Ingredients
To make the salad
- 4 cups of greens, mixed (e.g., spinach, kale, arugula, or your choice)
- 1 cucumber, cut, and 1/2 red onion, finely sliced
- 1 cup cherry tomatoes, halved
- 1/4 cup of carrots, finely sliced
- chopped 1/4 cup red, yellow, or green bell peppers
- broccoli florets, 1/4 cup (optional)
- a quarter cup of cauliflower florets (optional)
Choose one for the Protein
- Cubed 4 ounces of cooked quinoa or lentils(for a vegetarian option),
- 4 ounces of baked tofu cubed ,
- 4 ounces of grilled chicken breast sliced
To be Dressed
- Two teaspoons of Olive oil
- 1 tablespoon lemon juice or balsamic vinegar
- Dijon mustard, 1 teaspoon
- minced garlic 1 clove
- pepper and salt as desired
Make the salad base
combine the mixed greens, cherry tomatoes, cucumber, red onion, carrots, bell peppers, and any additional optional vegetables you want, such as broccoli and cauliflower, in a large salad bowl.
Add Protein
Add your preferred protein to the salad, such as cooked quinoa or lentils, tofu, or grilled chicken.
prepare the dressing
Mix the olive oil, balsamic vinegar (or lemon juice), Dijon mustard, minced garlic, salt, and pepper in a separate small bowl. To suit your tastes, adjust the seasonings. you can add or remove these ingredients according to your taste
Pour the dressing over the salad and mix everything together until well-combined before serving.

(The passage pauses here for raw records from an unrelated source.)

PR #305, opened 2026-06-23
test(itun): add pilotSnapshot coverage + rule-util edge cases (M4)

alxjrvs:
## Feedback

**M4: Unit tests for rule-enforcement utilities — add pilotSnapshot coverage + documented edge cases**

REQ-NF-21 (M4) asks for comprehensive unit tests across all rule-enforcement utilities beyond the M1 core (capacity/scrap/cargo/softWarnings), with edge cases documented in test names. Auditing `apps/in-the-union-now/src/lib/rules/`, every utility had a test file **except `pilotSnapshot.ts`** (`enrichPilotSnapshot` — resolves stored ability slug refs into tiered `AbilityInput[]` and classifies the pilot's class tier / Salvager flag to feed `evaluateSoftWarnings`). The remaining work was filling documented edge-case gaps in the existing rule-util tests.

## UX area

`apps/in-the-union-now/src/lib/rules/` — the pure rule-enforcement utility layer (specifically the previously-untested `pilotSnapshot.ts` and `__tests__/` edge-case coverage). These utilities feed the soft-warning system surfaced in the pilot/mech wizards and sheet, but the deliverable here is **unit tests against the pure functions** — no route/component/store touched. This is a test-only change: no source, schema, UI, or store edits, no backend.

## SURules references

- **Salvage Union Core Book Digital Edition 2.0a, p.23 ("Gaining Abilities")** — pins the tier structure the enrichment classifies: Core Abilities live in a class's Core Ability trees (taken in order); Advanced/Hybrid Abilities require 6 Core Abilities and 3 in the linked Core tree; Legendary Abilities require 6 Core + 3 Advanced/Hybrid and *"You may only have one Legendary Ability."* `enrichPilotSnapshot` treats level `'L'` as Legendary, matching this.
- **Salvage Union Core Book Digital Edition 2.0a, p.44 (Salvager class entry)** — the Salvager draws from Core trees of any class, has a 12-ability cap, and has no Advanced/Legendary abilities. The enrichment's `isSalvager` flag (which raises the soft cap to 12) and `classTier` are pinned to this; the dataset's Salvager carries `coreTrees`, so it classifies as `'base'` with `isSalvager: true`.

## Fix

- **`pilotSnapshot.test.ts` (new)** — covers `enrichPilotSnapshot`: (a) tier resolution to core/advanced/legendary via the class-tree index; (b) level-`'L'` → legendary regardless of tree; (c) unclassified tree (Generic, level `'G'`) → `tier` undefined; (d) unknown refs survive as bare `{ ref }` with no fabricated tier; (e) ability resolution by id and by name; (f) class resolution by id / exact name / case-insensitive name; (g) `classTier` base vs advanced-hybrid vs undefined; (h) `isSalvager` only for Salvager; (i) empty abilities + missing classRef. Runs against **real** salvageunion-reference data (preloads `'abilities'` + `'classes'`, mirroring `derivedStats.test.ts`).
- **`capacity.test.ts`** — one-under / exactly-one-over system-cap boundaries; modules exactly at the module cap.
- **`cargo.test.ts`** — exactly-at vs one-over capacity boundaries; zero-cap parent with empty item list.
- **`crawlerCapacity.test.ts`** — exactly-at vs one-over bay boundaries; min (TL1) and max (TL6) tech-level extremes; above-max (TL7) + negative TL treated as unknown.
- **`scrap.test.ts`** — min/max TL salvage value; TL1→TL6 full-span upgrade sum; top-of-range single step; one-step downgrade returns null.

## Checks

- `bun test` (ITUN rule suite): **138 pass / 0 fail** across 8 rule files (was 122 before this change).
- `bun test` (full ITUN suite): **924 pass / 0 fail** across 91 files.
- `bun run typecheck`: clean across the monorepo.
- `bun run lint` + `bun run format`: clean.
- Pre-push hook (typecheck / test / validate:all / knip): green.

**Note on the pre-existing failures:** the feedback flagged ~37 unrelated failures in the ITUN suite as pre-existing/out-of-scope. In this fresh worktree off `origin/main` the full suite runs **green (924/0)** — those failures were not reproducible here, so there was nothing to flag or fix. If they reappear in CI they remain out of scope for this test-only item.

### DIFF
--- a/apps/in-the-union-now/src/lib/rules/__tests__/capacity.test.ts
+++ b/apps/in-the-union-now/src/lib/rules/__tests__/capacity.test.ts
@@ -86,6 +86,47 @@ describe('computeMechCapacity — happy path', () => {
     expect(result.systemSlotsUsed).toBe(max)
     expect(result.violations.filter((v) => v.kind === 'system-over-slots')).toHaveLength(0)
   })
+
+  it('boundary: one under the system cap (used === max − 1) produces no violation', () => {
+    const chassis = SalvageUnionReference.Chassis.find((c) => c.name === MULE_CHASSIS)
+    const max = chassis?.systemSlots ?? 0
+    const mech: MechInput = {
+      chassisRef: MULE_CHASSIS,
+      systems: [{ ref: 'Filler', slotCost: max - 1 }],
+      modules: [],
+    }
+    const result = computeMechCapacity(mech)
+    expect(result.systemSlotsUsed).toBe(max - 1)
+    expect(result.violations.filter((v) => v.kind === 'system-over-slots')).toHaveLength(0)
+  })
+
+  it('boundary: exactly one over the system cap (used === max + 1) raises system-over-slots', () => {
+    const chassis = SalvageUnionReference.Chassis.find((c) => c.name === MULE_CHASSIS)
+    const max = chassis?.systemSlots ?? 0
+    const mech: MechInput = {
+      chassisRef: MULE_CHASSIS,
+      systems: [{ ref: 'OneTooMany', slotCost: max + 1 }],
+      modules: [],
+    }
+    const result = computeMechCapacity(mech)
+    const v = result.violations.find((x) => x.kind === 'system-over-slots')
+    expect(v).toBeDefined()
+    expect(v?.details.used).toBe(max + 1)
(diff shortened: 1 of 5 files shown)


alxjrvs:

Make sure the dressing is distributed evenly over the salad.
As a filling and weight-loss-friendly dinner, serve right away.
This salad is low in calories, packed with vitamins and minerals, and has necessary protein to keep you feeling full and invigorated. In order to keep things interesting while on your weight reduction journey, feel free to add your preferred veggies or experiment with other proteins and sauces. It is also quite customizable. To support your weight reduction objectives, keep an eye on portion sizes and make healthy decisions throughout the day.